Scientific classification
- Kingdom: Animalia
- Phylum: Chordata
- Class: Actinopterygii
- Order: Tetraodontiformes
- Family: Balistidae
- Genus: Melichthys
- Species: M. indicus
- Binomial name: Melichthys indicus J. E. Randall & Klausewitz, 1973

= Indian triggerfish =

- Authority: J. E. Randall & Klausewitz, 1973
- Conservation status: LC

Species of fish

The Indian triggerfish (Melichthys indicus), also known as the black-finned triggerfish, has a brown body and black fins with white lines at the base of the dorsal and anal fins. It is found across the Indian Ocean. They can grow up to 10 in long.
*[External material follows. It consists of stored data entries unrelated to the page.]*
PR #892, opened 2022-03-28
[cache] Index transfers by transfer ID and collate

jakekidd:
## The Problem

In current model, we basically publish the `NewXCall` event  whenever there's a new `xcall` in general. This will result in the router immediately getting hundreds/thousands/etc `NewXCall` events fired off every time it boots and it's behind the current state on-chain. As a result, the router would be spamming the seq. with bids.

While we'll probably have some cold-start logic in the future (e.g. put a nonce to start with in the config for each chain, etc), I think it would be best to just go ahead and collate the data at some point in the process here in order to derive which `NewXCall` events are "valid".

## The Solution

TL;DR: "Don't publish NewXCall if it's not a New XCall"

I propose we do the collation in the cache itself. The update for this is pretty straightforward. We would move from indexing transfer data by domain+transferId -> indexing it *just* by `transferId` alone.

The upsert process (which results effectively in collation) would then look like this:
- look up `transferId` in current cache
- sanity check: confirm that the core transfer data / metadata stuff is the same (otherwise, just assume it's invalid... this shouldn't be possible/happen, but just for sanity)
- combine the data for the new given transfer with the existing cached transfer (if there is an existing cached transfer). This will result in combining the origin chain Transfer subgraph entity (with `xcall` property filled out) with the destination chain subgraph entity (with `execute` and `reconcile`, if those txs were completed)

NOTE: This won't achieve *perfect* knowledge of whether a `NewXCall` is truly a new xcall, since it's possible for the destination subgraph (or endpoint) to lag or fail for a bit, for instance. But it's much better than blindly forward every XCall the second we see it's an XCall.

This will also allow us to condense our storage/caching significantly! Otherwise, we'd be storing a lot of the same metadata for on two domains.

### DIFF
--- a/packages/adapters/cache/src/lib/caches/transactions.ts
+++ b/packages/adapters/cache/src/lib/caches/transactions.ts
@@ -139,9 +139,9 @@ export class TransactionsCache extends Cache {
       if (xcall.transactionHash && !execute?.transactionHash && !reconcile?.transactionHash) {
         // If xcall but no execute or reconcile, then it's possibly a new transfer.
         newXCalls[transferId] = stringified;
-      } else if (execute?.transactionHash) {
-        // If execute, then it's a completed transfer. In case we've previously marked the xcall as new in
-        // this batch, we need to remove it from the newXCalls list.
+      } else if (execute?.transactionHash || reconcile?.transactionHash) {
+        // If execute (or reconcile), then it's a completed transfer. In case we've previously recorded
+        // the xcall as new in this batch, we need to remove it from the newXCalls list.
         delete newXCalls[transferId];
       }
       // Retrieve latest nonce for this domain.
--- a/packages/adapters/cache/src/lib/caches/transactions.ts
+++ b/packages/adapters/cache/src/lib/caches/transactions.ts
@@ -39,7 +39,7 @@ export class TransactionsCache extends Cache {
     const status = this.data.scanStream({
       match: `${txid}`,
     });
-    return new Promise((res, _) => {
+    return new Promise((res) => {
       status.on("data", (txidMatch: string) => {
         this.logger.debug("found txid");
         const val = this.data.get(txidMatch);
@@ -76,7 +76,7 @@ export class TransactionsCache extends Cache {
       count: 1,
     });
     let txData: XTransfer;
-    return new Promise((res, _) => {
+    return new Promise((res) => {
       txDataStream.on("data", async (data: string) => {
         const crossChainData = await this.data.hget(`${this.prefix}:${domain}`, data);
         txData = JSON.parse(crossChainData!) as XTransfer;
@@ -104,7 +104,7 @@ export class TransactionsCache extends Cache {
     });
 
     let txData: XTransfer;
-    return new Promise((res, _) => {
+    return new Promise((res) => {
       txDataStream.on("data", async (data: string) => {
         const crossChainData = await this.data.hget(`${this.prefix}:${domain}`, data);
         txData = JSON.parse(crossChainData!) as XTransfer;
@@ -116,7 +116,7 @@ export class TransactionsCache extends Cache {
   }
 
   public async storeTransfers(transfers: XTransfer[]): Promise<void> {
-    const nonceIncreasesByDomain: { [domain: string]: boolean } = {};
+    const nonceDidIncreaseForDomain: { [domain: string]: boolean } = {};
     const highestNonceByDomain: { [domain: string]: number } = {};
     const newXCalls: { [transferId: string]: string } = {};
     for (let transfer of transfers) {
@@ -140,7 +140,7 @@ export class TransactionsCache extends Cache {
         // If xcall but no execute or reconcile, then it's possibly a new transfer.
         newXCalls[transferId] = stringified;
       } else if (execute?.transactionHash || reconcile?.transactionHash) {
-        // If execute (or reconcile), then it's a completed transfer. In case we've previously recorded
+        // If execute (or reconcile), then it's a stale xcall. In case we've previously recorded
         // the xcall as new in this batch, we need to remove it from the newXCalls list.
         delete newXCalls[transferId];
       }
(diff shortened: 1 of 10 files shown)


packages/adapters/cache/src/lib/caches/transactions.ts
```diff
@@ -39,7 +39,7 @@ export class TransactionsCache extends Cache {
     const status = this.data.scanStream({
       match: `${txid}`,
     });
-    return new Promise((res, rej) => {
+    return new Promise((res, _) => {
```
LayneHaber, line 42: You don't need to include it if you're not going to use it. That being said if it exits in anyway that is not handled by your `res` then it will just hang

packages/adapters/cache/src/lib/caches/transactions.ts
```diff
@@ -104,21 +115,57 @@ export class TransactionsCache extends Cache {
     });
   }
 
-  public async storeTxData(txs: XTransfer[]): Promise<void> {
-    for (const tx of txs) {
+  public async storeTransfers(transfers: XTransfer[]): Promise<void> {
+    const nonceIncreasesByDomain: { [domain: string]: boolean } = {};
```
LayneHaber, line 119: can make the types a bit cleaner by doing: `Record<string, boolean>` but then its not labeled

packages/adapters/cache/src/lib/caches/transactions.ts
```diff
@@ -104,21 +115,57 @@ export class TransactionsCache extends Cache {
...
+    const newXCalls: { [transferId: string]: string } = {};
+    for (let transfer of transfers) {
+      const existing = await this.getTransferByTransferId(transfer.transferId);
+      // TODO: Sanity check: no update needed if this transfer is same as the one already stored!
+
+      // TODO: Sanity check: make sure that the existing transfer's metadata is the same as the old one!
+
+      // Update the existing transfer with the data from the new one; this will collate the transfer across
+      // domains, since our cache is indexed by transferId.
+      transfer = existing ? { ...existing, ...transfer } : transfer;
```
LayneHaber, line 130: What fields are in the `transfer`? would you want to always override existing fields with the newly pulled ones?

packages/adapters/cache/src/lib/caches/transactions.ts
```diff
@@ -104,21 +115,57 @@ export class TransactionsCache extends Cache {
...
       // gte(1) => added, 0 => updated,
       // reference: https://redis.io/commands/hset
-      await this.data.hset(`${this.prefix}:${tx.originDomain}`, `${tx.nonce}:${tx.transferId}`, JSON.stringify(tx));
-      //move pointer to latest Nonce
-      const latestNonce = (await this.data.hget(`${this.prefix}:${tx.originDomain}`, "latestNonce")) ?? "0";
-      if (Number(tx.nonce) > parseInt(latestNonce)) {
-        //if this txns nonce is > the current pointer to latest nonce point to this one now
-        await this.data.hset(`${this.prefix}:${tx.originDomain}`, "latestNonce", tx.nonce);
-        await this.data.publish(StoreChannel.NewHighestNonce, tx.nonce.toString());
+      await this.data.hset(`${this.prefix}:transfers`, `${transferId}`, stringified);
```
LayneHaber, line 138: What do the race conditions look like here? Wondering if there's anything that could cause a problem with that

packages/adapters/cache/src/lib/caches/transactions.ts
```diff
@@ -104,21 +115,57 @@ export class TransactionsCache extends Cache {
...
+      if (xcall.transactionHash && !execute?.transactionHash && !reconcile?.transactionHash) {
+        // If xcall but no execute or reconcile, then it's possibly a new transfer.
+        newXCalls[transferId] = stringified;
+      } else if (execute?.transactionHash || reconcile?.transactionHash) {
+        // If execute (or reconcile), then it's a completed transfer. In case we've previously recorded
+        // the xcall as new in this batch, we need to remove it from the newXCalls list.
+        delete newXCalls[transferId];
```
LayneHaber, line 145: in slow liquidity, you will still need to `execute` the transfer if it is `reconcile`d. i'm assuming this is just for sending bids, but if its for maintaining the cache for any future actions then this could be problematic

packages/adapters/cache/src/lib/caches/transactions.ts
LayneHaber: also maybe we can rename to `didNonceIncreaseByDomain` or something because `nonceIncreases...` makes it sound like you're storing the delta between nonces there

packages/adapters/cache/src/lib/caches/transactions.ts
jakekidd: oops right

packages/adapters/cache/src/lib/caches/transactions.ts
jakekidd: ty

packages/adapters/cache/src/lib/caches/transactions.ts
jakekidd: see type `XTransfer` from utils

yes, pretty much always override... given that I add those two sanity checks above lol

packages/adapters/cache/src/lib/caches/transactions.ts
jakekidd: we execute every `hset` one at a time. if we executed them in parallel with a Promise.all, i'm sure we'd run into some issues updating the `newXCalls` object lol...

otherwise, no race afaik... assuming we don't call this method twice....

we could use a thread-safe flag to prevent multiple calls running (i.e. p-queue to serialize). Should I do that? hmmm

packages/adapters/cache/src/lib/caches/transactions.ts
jakekidd: oh you right, that comment is misleading. I should probs say "then it's a stale xcall"

rhlsthrm:
Nice!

The Indian triggerfish usually feeds on hard-shelled mollusks and echinoderms, but some feed on algae and zooplankton. They are often very aggressive over their eggs, but are otherwise harmless. Indian triggerfish are very easy to keep at home. Some are peaceful but some are very aggressive towards other fish.

These are not to be confused with the Hawaiian black triggerfish or black durgon (Melichthys niger), which is often mistaken as being Indian triggerfish within the trade. The Indian triggerfish has never been found near Hawaii, but the two species bear a striking resemblance between each other because of the similar shape and coloration.